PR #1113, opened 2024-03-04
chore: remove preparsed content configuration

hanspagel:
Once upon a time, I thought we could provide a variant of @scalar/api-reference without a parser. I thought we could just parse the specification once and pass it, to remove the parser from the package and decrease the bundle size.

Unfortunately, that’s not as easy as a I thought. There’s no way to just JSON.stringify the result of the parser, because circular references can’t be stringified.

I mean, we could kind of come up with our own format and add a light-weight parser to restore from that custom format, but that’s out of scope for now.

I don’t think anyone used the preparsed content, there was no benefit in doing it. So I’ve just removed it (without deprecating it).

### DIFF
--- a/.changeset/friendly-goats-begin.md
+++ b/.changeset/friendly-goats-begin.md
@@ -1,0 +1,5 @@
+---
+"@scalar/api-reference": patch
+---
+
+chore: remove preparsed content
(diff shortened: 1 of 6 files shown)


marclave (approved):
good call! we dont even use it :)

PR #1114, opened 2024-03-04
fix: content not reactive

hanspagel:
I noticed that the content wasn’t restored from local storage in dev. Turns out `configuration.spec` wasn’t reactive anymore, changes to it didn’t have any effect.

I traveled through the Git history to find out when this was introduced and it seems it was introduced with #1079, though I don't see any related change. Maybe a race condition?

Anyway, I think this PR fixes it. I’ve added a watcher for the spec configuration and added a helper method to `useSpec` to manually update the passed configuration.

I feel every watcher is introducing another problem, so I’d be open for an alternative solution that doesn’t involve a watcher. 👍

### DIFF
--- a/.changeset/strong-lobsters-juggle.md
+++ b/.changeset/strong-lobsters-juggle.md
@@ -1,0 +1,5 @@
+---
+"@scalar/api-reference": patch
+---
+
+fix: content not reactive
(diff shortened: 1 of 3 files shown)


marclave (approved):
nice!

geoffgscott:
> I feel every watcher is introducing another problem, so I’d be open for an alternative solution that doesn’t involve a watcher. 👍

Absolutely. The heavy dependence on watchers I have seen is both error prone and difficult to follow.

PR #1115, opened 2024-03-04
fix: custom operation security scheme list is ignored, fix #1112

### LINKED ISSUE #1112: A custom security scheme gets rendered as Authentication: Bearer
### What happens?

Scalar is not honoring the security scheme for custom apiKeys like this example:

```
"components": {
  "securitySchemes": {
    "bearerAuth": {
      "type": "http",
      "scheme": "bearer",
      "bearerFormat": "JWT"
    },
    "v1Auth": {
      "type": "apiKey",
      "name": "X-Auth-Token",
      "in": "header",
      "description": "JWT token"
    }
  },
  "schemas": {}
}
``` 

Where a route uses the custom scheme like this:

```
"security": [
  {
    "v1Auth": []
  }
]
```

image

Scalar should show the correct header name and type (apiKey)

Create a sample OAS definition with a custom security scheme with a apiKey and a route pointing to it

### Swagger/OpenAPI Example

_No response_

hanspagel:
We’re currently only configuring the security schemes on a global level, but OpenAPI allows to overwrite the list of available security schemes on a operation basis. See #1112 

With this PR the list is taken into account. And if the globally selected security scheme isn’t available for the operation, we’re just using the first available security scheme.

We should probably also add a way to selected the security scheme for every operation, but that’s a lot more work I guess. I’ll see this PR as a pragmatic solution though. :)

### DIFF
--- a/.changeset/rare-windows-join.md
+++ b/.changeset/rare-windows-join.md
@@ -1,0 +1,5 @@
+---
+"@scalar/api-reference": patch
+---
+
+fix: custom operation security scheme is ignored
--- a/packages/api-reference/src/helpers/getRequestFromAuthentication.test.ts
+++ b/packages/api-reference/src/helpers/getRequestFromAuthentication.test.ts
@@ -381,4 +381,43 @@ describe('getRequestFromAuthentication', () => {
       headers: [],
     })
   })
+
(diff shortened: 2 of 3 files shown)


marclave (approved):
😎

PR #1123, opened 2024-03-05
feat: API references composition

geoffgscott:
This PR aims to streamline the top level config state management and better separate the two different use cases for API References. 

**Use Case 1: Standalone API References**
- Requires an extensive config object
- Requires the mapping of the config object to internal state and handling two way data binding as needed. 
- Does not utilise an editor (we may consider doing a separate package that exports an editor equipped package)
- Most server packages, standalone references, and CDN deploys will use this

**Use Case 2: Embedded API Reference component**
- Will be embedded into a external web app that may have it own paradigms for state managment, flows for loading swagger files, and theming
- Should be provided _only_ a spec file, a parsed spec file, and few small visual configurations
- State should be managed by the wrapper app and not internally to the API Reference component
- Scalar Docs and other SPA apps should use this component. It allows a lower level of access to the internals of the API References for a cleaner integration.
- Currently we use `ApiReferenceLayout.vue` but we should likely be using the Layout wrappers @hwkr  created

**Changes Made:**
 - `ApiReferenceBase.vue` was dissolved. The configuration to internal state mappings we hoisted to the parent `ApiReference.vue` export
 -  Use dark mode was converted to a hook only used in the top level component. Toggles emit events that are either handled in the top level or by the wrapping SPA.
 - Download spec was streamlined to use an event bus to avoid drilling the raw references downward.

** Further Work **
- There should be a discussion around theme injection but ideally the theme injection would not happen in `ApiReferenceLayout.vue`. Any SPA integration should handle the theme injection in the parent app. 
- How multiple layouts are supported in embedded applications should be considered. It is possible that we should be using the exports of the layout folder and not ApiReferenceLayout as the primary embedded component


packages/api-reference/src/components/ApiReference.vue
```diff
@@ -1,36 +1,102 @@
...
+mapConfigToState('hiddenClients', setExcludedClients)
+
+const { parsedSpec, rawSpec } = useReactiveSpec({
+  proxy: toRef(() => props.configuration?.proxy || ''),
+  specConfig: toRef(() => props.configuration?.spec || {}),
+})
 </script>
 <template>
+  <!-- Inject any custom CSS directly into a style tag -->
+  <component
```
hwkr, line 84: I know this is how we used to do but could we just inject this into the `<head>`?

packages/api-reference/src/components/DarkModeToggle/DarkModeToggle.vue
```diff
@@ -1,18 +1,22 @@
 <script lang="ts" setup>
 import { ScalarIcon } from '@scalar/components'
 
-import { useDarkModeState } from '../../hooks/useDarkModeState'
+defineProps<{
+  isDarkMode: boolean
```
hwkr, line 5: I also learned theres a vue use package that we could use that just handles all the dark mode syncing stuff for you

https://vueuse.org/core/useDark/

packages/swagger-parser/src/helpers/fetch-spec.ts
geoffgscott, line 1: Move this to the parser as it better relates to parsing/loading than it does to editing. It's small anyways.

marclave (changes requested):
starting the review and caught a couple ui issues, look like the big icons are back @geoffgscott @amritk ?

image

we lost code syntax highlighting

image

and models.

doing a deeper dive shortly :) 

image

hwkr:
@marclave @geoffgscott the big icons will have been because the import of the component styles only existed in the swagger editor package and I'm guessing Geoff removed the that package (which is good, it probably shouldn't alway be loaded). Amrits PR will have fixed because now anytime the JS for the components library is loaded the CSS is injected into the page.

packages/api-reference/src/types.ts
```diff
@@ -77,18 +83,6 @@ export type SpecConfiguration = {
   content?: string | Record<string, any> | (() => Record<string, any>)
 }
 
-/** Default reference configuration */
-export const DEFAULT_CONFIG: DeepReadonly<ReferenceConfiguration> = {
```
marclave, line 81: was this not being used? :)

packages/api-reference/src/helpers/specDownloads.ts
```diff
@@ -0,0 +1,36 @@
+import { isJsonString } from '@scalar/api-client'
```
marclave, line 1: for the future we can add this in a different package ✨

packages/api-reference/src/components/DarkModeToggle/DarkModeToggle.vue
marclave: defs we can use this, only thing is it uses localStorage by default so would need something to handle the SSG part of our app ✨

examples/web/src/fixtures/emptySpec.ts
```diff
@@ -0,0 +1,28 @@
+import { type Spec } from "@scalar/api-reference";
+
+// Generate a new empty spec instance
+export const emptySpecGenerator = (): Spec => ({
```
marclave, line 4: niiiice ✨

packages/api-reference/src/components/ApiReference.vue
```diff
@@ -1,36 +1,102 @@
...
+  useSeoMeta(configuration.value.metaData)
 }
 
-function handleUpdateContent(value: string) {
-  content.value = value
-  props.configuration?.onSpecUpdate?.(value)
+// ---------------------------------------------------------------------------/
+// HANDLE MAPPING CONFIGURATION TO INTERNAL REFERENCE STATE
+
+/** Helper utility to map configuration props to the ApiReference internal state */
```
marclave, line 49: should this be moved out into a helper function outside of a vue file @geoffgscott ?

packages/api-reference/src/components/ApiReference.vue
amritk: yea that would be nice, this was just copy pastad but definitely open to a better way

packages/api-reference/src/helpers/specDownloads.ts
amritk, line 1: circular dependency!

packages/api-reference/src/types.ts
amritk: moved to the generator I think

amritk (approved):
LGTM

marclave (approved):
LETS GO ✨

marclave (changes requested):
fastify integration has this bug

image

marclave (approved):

⁂

* TASK STATEMENT
Look through the listing, and copy each line in which the string "doing" turns up.

* ANSWER TO THE PROBLEM
I don’t think anyone used the preparsed content, there was no benefit in doing it. So I’ve just removed it (without deprecating it).
- Does not utilise an editor (we may consider doing a separate package that exports an editor equipped package)
doing a deeper dive shortly :) 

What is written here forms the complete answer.